Initialize a CompressedBooleanList.

Parameters:
  • unlist_data (BooleanList) – List of booleans.

  • partitioning (Partitioning) – Partitioning object defining element boundaries.

  • element_metadata (Optional[dict]) – Optional metadata for elements.

  • metadata (Optional[dict]) – Optional general metadata.

  • kwargs – Additional arguments.

compressed_lists.float_list module

class compressed_lists.float_list.CompressedFloatList(unlist_data, partitioning, element_metadata=None, metadata=None, **kwargs)[source]

Bases: CompressedList

CompressedList implementation for lists of floats.

__annotations__ = {}
__init__(unlist_data, partitioning, element_metadata=None, metadata=None, **kwargs)[source]

Initialize a CompressedFloatList.

Parameters:
  • unlist_data (FloatList) – List of floats.

  • partitioning (Partitioning) – Partitioning object defining element boundaries.

  • element_metadata (Optional[dict]) – Optional metadata for elements.

  • metadata (Optional[dict]) – Optional general metadata.

  • kwargs – Additional arguments.

compressed_lists.integer_list module

class compressed_lists.integer_list.CompressedIntegerList(unlist_data, partitioning, element_metadata=None, metadata=None, **kwargs)[source]

Bases: CompressedList

CompressedList implementation for lists of integers.

__annotations__ = {}
__init__(unlist_data, partitioning, element_metadata=None, metadata=None, **kwargs)[source]

Initialize a CompressedIntegerList.

Parameters:
  • unlist_data (IntegerList) – List of integers.

  • partitioning (Partitioning) – Partitioning object defining element boundaries.

  • element_metadata (Optional[dict]) – Optional metadata for elements.

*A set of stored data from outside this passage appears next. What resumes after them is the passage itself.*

PR #266, opened 2025-03-04
DM-49293: Make Prompt Processing dataset transfers more efficient

kfindeisen:
This PR implements a suggestion to divide our Butler dataset transfers by type. It's intended as a fix for OR5, and may need to be reverted on future Middleware improvements.

### DIFF
--- a/python/activator/middleware_interface.py
+++ b/python/activator/middleware_interface.py
@@ -22,6 +22,7 @@
 __all__ = ["get_central_butler", "make_local_repo", "flush_local_repo", "make_local_cache",
            "MiddlewareInterface"]
 
+import collections
 import collections.abc
 import itertools
 import logging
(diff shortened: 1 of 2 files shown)


python/activator/middleware_interface.py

  • metadata (Optional[dict]) – Optional general metadata.

  • kwargs – Additional arguments.

compressed_lists.numpy_list module

class compressed_lists.numpy_list.CompressedNumpyList(unlist_data, partitioning, element_metadata=None, metadata=None, **kwargs)[source]

Bases: CompressedList

CompressedList implementation for lists of NumPy vectors.

__annotations__ = {}
__init__(unlist_data, partitioning, element_metadata=None, metadata=None, **kwargs)[source]

Initialize a CompressedNumpyList.

Parameters:
  • unlist_data (ndarray) – List of NumPy vectors.

  • partitioning (Partitioning) – Partitioning object defining element boundaries.

  • element_metadata (Optional[dict]) – Optional metadata for elements.

  • metadata (Optional[dict]) – Optional general metadata.

  • kwargs – Additional arguments.

classmethod from_list(lst, names=None, metadata=None)[source]

Create a CompressedNumpyList from a list of NumPy vectors.

Parameters:
Return type:

CompressedNumpyList

Returns:

A new CompressedNumpyList.

compressed_lists.partition module

class compressed_lists.partition.Partitioning(ends, names=None, validate=True)[source]

Bases: object

Represents partitioning information for a CompressedList.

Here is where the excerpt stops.